Setelah pertemuan eksklusif dengan rekan-rekan partainya pada Rabu pagi itu, Alvarez menghadiri kaukus lainnya yang dihadiri sekitar 260 anggota parlemen.
Sebulan setelah pertemuan hari Rabu tersebut, DPR mengesahkan HB 4727 yang kontroversial pada pembacaan ketiga dan terakhir, yang memberikan hakim pilihan untuk menghukum pelaku 7 kejahatan narkoba dengan hukuman penjara seumur hidup atau hukuman mati. (DAFTAR: Bagaimana Anggota Kongres dan Perempuan Memberikan Suara pada RUU Hukuman Mati.
Sebanyak 217 legislator menjawab ya, hanya 54 legislator yang menjawab tidak, dan tidak ada abstain.
Sejak Alvarez dan Wakil Ketua Fredenil Castro mengajukan versi pertama HB 4727 pada 30 Juni 2016, anggota parlemen dan analis politik telah sepakat bahwa hukuman mati akan disahkan di majelis rendah.

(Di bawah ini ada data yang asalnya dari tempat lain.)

PR #383, opened 2016-10-28
Release 0.10.0

campagnola:
All updates in preparation for 0.10.0 release.

Major changes are to setup.py and support tools, especially the addition of a script for automating release package builds and publishing. 

There are also several fixes for broken examples and documentation thrown in.


.travis.yml
```diff
@@ -56,9 +56,12 @@ install:
     - echo ${TEST}
     - echo ${PYTHON}
 
-    - if [ "${QT}" == "pyqt" ]; then
+    - if [ "${QT}" == "pyqt5" ]; then
           conda install pyqt --yes;
       fi;
+    - if [ "${QT}" == "pyqt4" ]; then
+          apt-get install python-qt4 python-qt4-gl;
```
ericdill: You should be able to `conda install pyqt<5` which will pull ` pyqt 4.11.4-py35_4`

campagnola: OOOOOOO. I searched far and wide for "pyqt4" packages. Will try this..

ericdill: You can see the available installs here: https://anaconda.org/anaconda/pyqt/files.  You'll probably need to skip the py26 + pyqt5 combo as there does not appear to be a py26 package on the defaults channel for that

campagnola:
@ericdill  Are you seeing these empty logs on the travis build page? I assume that's not just on my end..
(also, HI!)

.travis.yml
ericdill: You can get up to pyqt-4.11.3 for support with py26, py27, py33, py34 and py35

ericdill:
@campagnola yup, empty on my end too. Weird.  @parente says he's seen that once and it was a screw-up on their end.  (Hi back!)

pyqtgraph/debug.py
```diff
@@ -126,7 +126,30 @@ def printTrace(msg='', indent=4, prefix='|'):
 
 def backtrace(skip=0):
     return ''.join(traceback.format_stack()[:-(skip+1)])    
+
+
+def formatException(exctype, value, tb, skip=0):
```
ericdill: Can you detail what the purpose of `skip` is? The first three arguments are the positionals to traceback.format_exception and traceback.TracebackException IIUC

pyqtgraph/tests/image_testing.py
```diff
@@ -212,7 +212,7 @@ def assertImageApproved(image, standardFile, message=None, **kwargs):
 
 
 def assertImageMatch(im1, im2, minCorr=None, pxThreshold=50.,
-                       pxCount=0, maxPxDiff=None, avgPxDiff=None,
+                       pxCount=-1, maxPxDiff=None, avgPxDiff=None,
```
ericdill: IIUC `-1` is being used here as a sentinel value.  Why not just let it be `None` like the other defaults?

pyqtgraph/widgets/RawImageWidget.py
```diff
@@ -3,7 +3,9 @@
     from ..Qt import QtOpenGL
     from OpenGL.GL import *
     HAVE_OPENGL = True
-except ImportError:
+except Exception:
```
ericdill: I'm 99% sure this is py26/27/34/35 compatible:

```python
except (ImportError, AttributeError):
    HAVE_OPENGL = False
```

pyqtgraph/tests/image_testing.py
campagnola: `None` would mean that pxCount is ignored.

pyqtgraph/debug.py
campagnola: `printException()` below uses `skip=1` to avoid having that function be the last entry in the printed stack trace.

pyqtgraph/widgets/RawImageWidget.py
campagnola: I cast a broad net here because I don't really care what the error is--if either of these packages cannot be imported, then the behavior should always be to handle it gracefully. Don't want to find that the next pyopengl update raises some other unexpected exception.

stonebig:
I had a python failure when leaving "DataTreeWidget" this morning with this patch

campagnola:
Here we go!

campagnola:
@stonebig, was that an exit crash? Let me know if you can produce a minimal working example. I have a deep disdain for exit crashes ;)

stonebig:
a python interpreter has stopped working (a microsoft windows message), while the PyQtGraph general test window remains operative. most probably a Qt bug. I just mentioned it in case you had an obvious fix

PR #385, opened 2016-11-06
Implement headWidth parameter for arrows

Griffon26:
Although the documentation used to say that specifying tipAngle would
override headWidth, headWidth was never used. The new behaviour is that
tipAngle will be used, with a default value of 25, unless headWidth is
specified.

I also adapted the arrow example to give the 3rd arrow a wider head to clearly 
show that the default tipAngle of 25 was being overridden.


Griffon26:
Am I expected to do something about the above checks before this pull request can be integrated? AFAIK there are no existing tests to extend.

Griffon26:
It would be nice to get some feedback on this.

j9ac9k:
Hi @Griffon26 sorry it has taken so long for us to get to this; the PR looks good, and as soon as the CI run finishes (assuming it's all green), I'll merge into the library. 

Thanks for the PR

PR #386, opened 2016-11-07
Suppress VisibleDeprecationWarning when using numpy 1.11.1

radjkarl:
np.ceil returns a float
however, slicing with a float step results in the following warning:

VisibleDeprecationWarning: using a non-integer number instead of an integer will result in an error in the future


j9ac9k:
Thanks for the PR, sorry for the long time it's taken for us to follow up.  This issue was fixed with 0c1cda49730bdb7da4f9600dd69f55e8fd0cd4d1

PR #718, opened 2018-07-06
SVGExport: Initialize option.exposedRect for items that use it

ales-erjavec:
Ref: http://doc.qt.io/qt-5/qstyleoptiongraphicsitem.html#exposedRect-var


campagnola:
Hi @ales-erjavec, can you explain what this PR is for, or perhaps provide a code example that demonstrates the effect of the change?

campagnola:
Tests look good on my end.
Thanks @ales-erjavec!

PR #720, opened 2018-07-09
Fix axis autoscaling with disabled mouse axes

andyclegg:
This PR modifies wheelEvent to put None in the scaling array s where the mouseEnabled mask is not set. It further fixes scaleBy, which would crash with a scaling array containing None (at the point where it calls scale=Point(s)). As s is unconditionally turned into a Point later, this can be deferred.


campagnola:
Thanks @andyclegg! We fixed the same bug at the same time, but I'm going to go with mine because it contains a bit of proximal code cleanup as well.

PR #723, opened 2018-07-11
AxisItem: Fix tick elision with self.scale set

klickverbot:
Previously, only the highest level ticks would be displayed
for e.g. `scale == 1e3`.


campagnola:
Thanks @klickverbot!

PR #725, opened 2018-07-12
Fix X axis values when the axis scale is inverted.

speixoto-plaxis:


j9ac9k:
This should be fixed with resolving issue #811  with PR #815.  If you don't feel that's the case, let us know.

Bagaimana DPR bisa mengesahkan RUU prioritas kontroversial dari Presiden hanya dalam waktu 8 bulan?
Kompromi
Awalnya tidak sama sekali untuk HB 4727. Sejak bulan Desember 2016, terlihat jelas bahwa sejumlah perwakilan masih ragu mengenai posisi mereka mengenai hukuman mati.
Pemimpin Mayoritas Rodolfo Fariñas merinci angka-angka tersebut pada saat itu. Ketika ia menyerukan kaukus mayoritas – yang dihadiri oleh 100 dari 267 anggota parlemen yang terkait dengan pemerintahan – 50 anggota parlemen mendukung hukuman mati, sementara hanya 15 yang menentang keras hukuman mati. Tiga puluh lima orang masih ragu-ragu.

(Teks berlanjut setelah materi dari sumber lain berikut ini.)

PR #727, opened 2018-07-15
InfiniteLine: Fix bounding box for differing x and y ranges

dnadlinger:
Previously, the same pixel -> local transform was used for both
direction, which breaks <del>e.g. for `AxisItem.scale`</del> if the
displayed coordinate range is not the same for both axes. This also
fixes the computation of label coordinates in that situation.

### DIFF
--- a/pyqtgraph/graphicsItems/InfiniteLine.py
+++ b/pyqtgraph/graphicsItems/InfiniteLine.py
@@ -300,28 +300,28 @@ class InfiniteLine(GraphicsObject):
         vr = self.viewRect()  # bounds of containing ViewBox mapped to local coords.
         if vr is None:
             return QtCore.QRectF()
-        
-        ## add a 4-pixel radius around the line for mouse interaction.
-        
-        px = self.pixelLength(direction=Point(1,0), ortho=True)  ## get pixel length orthogonal to the line
-        if px is None:
-            px = 0
-        pw = max(self.pen.width() / 2, self.hoverPen.width() / 2)
-        w = max(4, self._maxMarkerSize + pw) + 1
-        w = w * px
-        br = QtCore.QRectF(vr)
-        br.setBottom(-w)
-        br.setTop(w)
 
-        length = br.width()
-        left = br.left() + length * self.span[0]
-        right = br.left() + length * self.span[1]
-        br.setLeft(left)
-        br.setRight(right)
+        # Compute width of area around line to use for mouse interaction, in
+        # pixels (at least 4 for thin lines).
+        penWidth = max(self.pen.width() / 2, self.hoverPen.width() / 2)
+        padding = max(4, self._maxMarkerSize + penWidth) + 1
+
+        br = QtCore.QRectF()
+
+        orthoPadding = padding * (self.pixelLength(direction=Point(1,0), ortho=True) or 0)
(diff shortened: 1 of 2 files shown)


campagnola:
Hi @klickverbot, your code looks much nicer. Can you give me an example (with minimal code if necessary) of the situation that is fixed by this? Ideally, you or I can write a unit test to cover that case.

j9ac9k:
@dnadlinger Thanks for the PR, sorry we're taking a while to get to it, we're going through a lot of house-keeping and getting our test suite in order has been the priority.

I'll try and get to this in the coming few days; feel free to ping me if I haven't followed up in a week or so.

j9ac9k:
hi @dnadlinger, I attempted to do the conflict resolution and blew up your PR, sorry about that, I'll straighten this out.

j9ac9k:
So the CI system doesn't like this PR...  failure pattern is the oddest I've ever seen.  All Linux builds pass, all Windows builds fail, most macOS builds fail, but some pass.  I'm on macOS and replicated one of the failed builds, and replicated the passed build as well.

I'll dive into this a bit more and see if I can turn anything up.

j9ac9k:
Now Windows images are failing on

```
>       assert not contains(hbr, 37, 185)
E       assert not True
E        +  where True = <function test_InfiniteLine_scaled_bounding_box.<locals>.contains at 0x0000018852A023A0>(<PyQt5.QtGui.QPolygonF object at 0x0000018852A00660>, 37, 185)
```

If I had more time I would get the custom pytest `assertrepr` functionality working so I could at least see what the bounding rect was for these polygons and see how close these points are...

j9ac9k:
CI is about to wrap up, two of the `assert contains(...)` checks are commented out.  I'll see if anyone else has  thoughts on how we should modify them (or remove those checks entirely).

dnadlinger:
No idea, sorry – I just modeled the tests after the existing ones.

j9ac9k:
Hi @dnadlinger figured as much due to thinking about how I would programmatically determine good points to verify.  Wasn't expecting you to come back after 2 years, again, sorry its taken us so long to look into this.  I'm still going to want to merge but I'll think a bit more about relevant test conditions.

dnadlinger:
Yep, it's a bit non-trivial, because ideally you wouldn't want to depend on the same piece of math used to compute the bounding box to verify the result as well.

I thought the scene coordinates should be quite stable, but perhaps there is a platform-dependent offset or something to take into consideration?

j9ac9k:
From my first re-run on this, it's not even platform dependent (which may just be a CI related issue, after all, I'm running these tests on headless systems with virtual displays, who knows how things render), but the test results varied within versions of Qt, so I'm not comfortable w/ even just experimenting until we find known good values, as things could change.

I do want to get this merged at some point, but I'm going to leave it open for now until I can try and come up with a more robust test method.

dnadlinger:
A simple regression test would just be to inspect `_bounds` – this would still show the problem with the old implementation.

dnadlinger:
And yes, experimenting is definitely not the way to go. I was just hoping someone who has the various coordinate transforms in pyqtgraph paged into their working memory could find a more appropriate coordinate space in which to do the comparison.

j9ac9k:
Will be fixed in #2407 🎊

PR #733, opened 2018-07-25
Py2/3 MetaArray adjustments, first pass

pbmanis:
Suggested approach for making metaarray work in Py2 and 3.
This addresses the issue that the ".ma" file contains bytestrings as generated by hdf5 in py3.
Tested under py2.7.14 and py3.6.5 with small test script (on google groups for pyqtgraph).
The PR is against the current "develop" branch on github.com/pyqtgraph


j9ac9k:
This was incorporated as part of #742 Thanks for the PR @pbmanis

PR #738, opened 2018-07-30
Undo regression in wheelEvent of ViewBox

achennu:
Due to a missing line, the scroll wheel event on the axis caused an exception: UnboundLocal error for the variable "mask". Restored from previous commit.


campagnola:
Thanks @achennu, I am going to fix this a slightly different way..

PR #740, opened 2018-08-02
Added clipItem option to LinearRegionItem

achennu:
Added a clipItem option to LinearRegionItem which can be used to limit the rectangle of the region to the clipItem's boundingRect instead of the ViewBoxes. This is useful when placing a linearRegionItem on top of an ImageItem and we do not want the region rectangle to go beyond the image.


achennu:
@campagnola I also tried to see if  the infinite lines could also be limited similarly. I tried tt play with the ``bounds`` parameter, but the docstrings don't specify what coordinates the min, max should be in, etc. 

If that can be done, I think it should be a separate option flag though, because it can actually be useful to have the infinite lines go beyond the image in some circumstances -- linking to labels on edge of viewBox, etc.

j9ac9k:
Closing/Re-Opening to trigger a CI run

j9ac9k:
CI comes back all green, just need to physically test it out (maybe create an example?)

j9ac9k:
Thanks for the PR @achennu.  I like this feature, and I want to merge it but it needs a bit more work.

I tapped into your branch, and am attempting to use it with the "Image Analysis" example, where I added the following code after the ImageItem is added ot the plot.

```python
lr = pg.LinearRegionItem(values=(1.5, 2.5), clipItem=img)
p1.addItem(lr)
```

So this blows up due to the check of the viewbox for LinearRegionItem is the same as the viewbox for the ImageItem, which it is not, as I haven't added the LinearRegionItem to the plot yet.

So I can skirt that issue by adding it to the plot, and manually calling `setClipItem` later.

```python
lr = pg.LinearRegionItem(values=(1.5, 2.5))
p1.addItem(lr)
lr.setClipItem(item=img)
```

Unfortunately it appears I drag the linear region item past the ImageItem.

image

I know it's been quite some time since you made this PR and we completely understand if you've moved on.  But if you could address these issues (and ideally add to the examples the linear region item clipping behavior) I would happily get this merged right away.

Thanks again for the PR!

achennu:
@j9ac9k Thanks for catching that.

It's simple to handle the case when a viewBox for the LinearRegionItem is not yet available.

It has indeed been a long time. I'm not able to easily figure out how to enforce the coordinates for clipping in `boundingRect()`.

Could somebody provide guidance on what the difference in coordinates would be between `self.getViewBox().itemBoundingRect(self.clipItem)` and `self.viewRect()`?

j9ac9k:
Got superseded by #1834  Thanks @achennu for your proposal here!

PR #755, opened 2018-08-31
Check lastDownsample in viewTransformChanged

### LINKED ISSUE #752: ImageItem: autoDownsample forces qimage recalculation every render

Mereka terpecah antara mengikuti agenda legislatif presiden dan mengikuti hati nurani mereka, sehingga memaksa Alvarez memperpanjang perdebatan hingga tahun ini.
Pimpinan DPR kemudian harus melakukan beberapa kompromi untuk membuat RUU hukuman mati lebih dapat diterima oleh anggota parlemen yang tinggal di negara yang mayoritas penduduknya beragama Katolik.
Beberapa kaukus diadakan sejak Desember 2016 hingga Februari 2017 untuk memutuskan amandemen tersebut.
Yang hadir adalah anggota PDP-Laban dan anggota parlemen yang merupakan anggota partai yang menandatangani perjanjian koalisi dengan partai pemerintah – Lakas CMD, Partai Liberal, Partai Nacionalista, Koalisi Rakyat Nasionalis, Partai Persatuan Nasional, dan koalisi daftar partai.
Kompromi pertama adalah pencabutan ketentuan wajib hukuman mati dari segi ukuran serta penambahan tindakan perlindungan bagi terdakwa.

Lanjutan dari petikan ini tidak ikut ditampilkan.